* _Description of the task_
Within this material, find every line where the string "Nullable" appears, and copy it out.

Information section start

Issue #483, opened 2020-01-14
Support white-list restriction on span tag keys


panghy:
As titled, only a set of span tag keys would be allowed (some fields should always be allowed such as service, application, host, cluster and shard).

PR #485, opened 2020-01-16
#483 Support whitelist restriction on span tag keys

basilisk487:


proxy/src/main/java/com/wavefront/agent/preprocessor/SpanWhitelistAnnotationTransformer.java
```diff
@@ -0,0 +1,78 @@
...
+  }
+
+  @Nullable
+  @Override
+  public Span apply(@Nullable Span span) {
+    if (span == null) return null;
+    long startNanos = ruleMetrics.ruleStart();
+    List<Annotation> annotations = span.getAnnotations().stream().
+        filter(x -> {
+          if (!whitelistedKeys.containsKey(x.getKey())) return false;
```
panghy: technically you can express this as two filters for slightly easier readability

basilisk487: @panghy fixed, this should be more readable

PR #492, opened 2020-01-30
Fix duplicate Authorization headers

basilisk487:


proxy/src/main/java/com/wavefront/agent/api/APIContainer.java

Information section end
Information section start

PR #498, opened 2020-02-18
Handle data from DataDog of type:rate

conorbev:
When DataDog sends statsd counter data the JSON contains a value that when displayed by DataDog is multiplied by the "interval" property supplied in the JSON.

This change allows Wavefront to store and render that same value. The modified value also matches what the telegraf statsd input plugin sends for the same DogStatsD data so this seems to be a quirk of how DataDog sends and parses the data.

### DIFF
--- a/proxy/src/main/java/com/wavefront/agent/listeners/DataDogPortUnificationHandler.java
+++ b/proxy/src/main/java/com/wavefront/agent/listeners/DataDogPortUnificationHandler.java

Information section end

* _Task answer_
+  @Nullable
+  public Span apply(@Nullable Span span) {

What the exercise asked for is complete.